Don’t shy away from what makes you unique. The things you love to do or that you are passionate about that have nothing to do with medicine can be the things that make you stand out!
Be somewhat knowledgeable about other health professions and degrees. Sometimes an interviewer will ask if you’ve considered a different but related degree, and it looks a little suspect if you don’t know anything about a very similar degree (e.g. MPH interviewees who are interested in hospital administration will be frequently asked if they’ve considered an MPA instead).
Don’t let your guard down. Ever. Even students who aren’t interviewing you (e.g. tour guides) can easily mention something to the admissions office if an interviewee says something a little off. Be professional.
There are no hard and fast rules for writing an effective personal essay. The process will be different for everyone, especially because the goal of the essay is to give admissions officers some insight into your individual goals and circumstances.
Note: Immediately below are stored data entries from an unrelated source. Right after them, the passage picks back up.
PR #287, opened 2020-01-26
Possibility to retest a set of URLs

lorenzoPrimi:
Fixes https://github.com/ooni/probe/issues/801


app/src/main/java/org/openobservatory/ooniprobe/activity/ResultDetailActivity.java
```diff
@@ -105,6 +110,54 @@ protected void onResume() {
         load();
     }
 
+    @Override
+    public boolean onCreateOptionsMenu(Menu menu) {
+        getMenuInflater().inflate(R.menu.rerun, menu);
```
bassosimone: Why do you need to inflate the menu explicitly here?

app/src/main/java/org/openobservatory/ooniprobe/activity/ResultDetailActivity.java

Keep this in mind as you write - what aspect of yourself do you want to convey? Is it your compassion? Your diligence? Your prior experience in health care? Most of all, start working on the essay early in the application process. Time will allow you to develop and revise your ideas. Remember: the personal statement should make you stand apart from other candidates so it is best to AVOID formulaic essay topics and themes.
Any essay that claims, "I was born to be a doctor," or "Friends always tell me I should be a doctor," or "At age ten I knew I wanted to be a doctor" are common ploys that tell your reader little more than the fact that you really want to get into med school. They know that already. Spotlight your specific personality, not a destiny that seems larger than you.
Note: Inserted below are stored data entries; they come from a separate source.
PR #288, opened 2020-01-30
New algorithm to calculate runtime

lorenzoPrimi:
Fixes https://github.com/ooni/probe/issues/931

## Proposed Changes

  - Dropping runtime from `Result` object in  the database
  - Calculating runtime at runtime with this formula `result_runtime = last_row_start_time - first_row_start_time + last_row_runtime`


app/src/main/java/org/openobservatory/ooniprobe/model/database/Result.java
```diff
@@ -94,9 +94,21 @@ public long countOkMeasurements() {
 	public long countAnomalousMeasurements() {
 		return SQLite.selectCountOf().from(Measurement.class).where(Measurement_Table.result_id.eq(id), Measurement_Table.is_rerun.eq(false), Measurement_Table.is_done.eq(true), Measurement_Table.is_failed.eq(false), Measurement_Table.is_anomaly.eq(true)).count();
 	}
+	
+	private Measurement getFirstMeasurement() {
+		return SQLite.select().from(Measurement.class).where(Measurement_Table.result_id.eq(id), Measurement_Table.is_rerun.eq(false)).orderBy(Measurement_Table.start_time, true).querySingle();
+	}
+
+	private Measurement getLastMeasurement() {
+		return SQLite.select().from(Measurement.class).where(Measurement_Table.result_id.eq(id), Measurement_Table.is_rerun.eq(false)).orderBy(Measurement_Table.start_time, false).querySingle();
```
hellais: Can you wrap these lines to a maximum column width to make it more readable?

hellais: I also verified that `querySingle` does the right thing of applying LIMIT 1, and it does according to: https://dbflow.gitbook.io/dbflow/v/develop/usage2/usage/retrieval#synchronous-retrieval

app/src/main/java/org/openobservatory/ooniprobe/model/database/Result.java
```diff
@@ -94,9 +94,21 @@ public long countOkMeasurements() {
...
+	}
 
-	public void addDuration(double value) {
-		this.runtime += value;
+	public double getRuntime(){
+		Measurement first = getFirstMeasurement();
+		Measurement last = getLastMeasurement();
```
hellais: Is there a possibility of these not being defined? What happens if there are no rows for the specified search criteria can do we get an exception or maybe an undefined model?

Can we add some extra checks for this?

app/src/main/java/org/openobservatory/ooniprobe/model/database/Result.java
```diff
@@ -94,9 +94,21 @@ public long countOkMeasurements() {
...
+		long diffInMs = last.start_time.getTime() - first.start_time.getTime();
+		long diffInSec = TimeUnit.MILLISECONDS.toSeconds(diffInMs);
+		return diffInSec + last.runtime;
```
hellais: This algorithm looks good.

app/src/main/java/org/openobservatory/ooniprobe/model/database/Result.java
lorenzoPrimi: You can't get nil because you can't access the test summary screen if there are no measurement in the result. See https://github.com/ooni/probe/issues/855

app/src/main/java/org/openobservatory/ooniprobe/model/database/Result.java
```diff
@@ -110,6 +110,8 @@ private Measurement getLastMeasurement() {
 	public double getRuntime(){
 		Measurement first = getFirstMeasurement();
 		Measurement last = getLastMeasurement();
+		if (first == null || last  == null)
+			return 0;
```
hellais: Same as for iOS, please handle this as an exception, not as a valid runtime value.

It sounds naive to have your whole life mapped out already, and even more so if it takes on some angelic quality. The "When I grow up, I want to be a...and save the rainforest" tells your reader nothing significant about you.
This is a fairly common essay if you have blemishes on your academic record that you feel uncomfortable about. Devoting too much of the personal statement to excuses or interpretations of your transcript is repetitive and virtually worthless. State a problem briefly and then move on to statements about what you do. Refrain from asking admissions officers to "count this as significant" and from stating that something "shouldn't count." It is the readers' job to make these decisions. They have requested a copy of your transcript, along with lists of your extracurricular activities, for precisely this reason.
This essay rehashes your various activities and usually sounds like an itinerary: "And so I did this for three years, and it taught me this, and then I did that, and it showed me that." Your readers usually know what your activities mean, and a catalog can become blurry in the readers' mind. It's better to focus most of the essay around an activity that offers sincere and deep insight into you.
Videotapes may have been cool for college applications, but medical school is a lot different and a lot more serious. No pictures, art, photos, or interpretive dance are necessary or appreciated.
Any essay that claims, "You probably don't get people like me very often..." is almost inevitably wrong. Don't tell your readers that you're unique. Show them. Instead of a catalog of adjectives, offer them a clear snapshot of yourself and your interests.
While it's often useful to discuss the influence on your life that someone has had, don't devote your whole statement to a celebration of that person's achievements in the face of difficulty. Your AMCAS essay should be about you.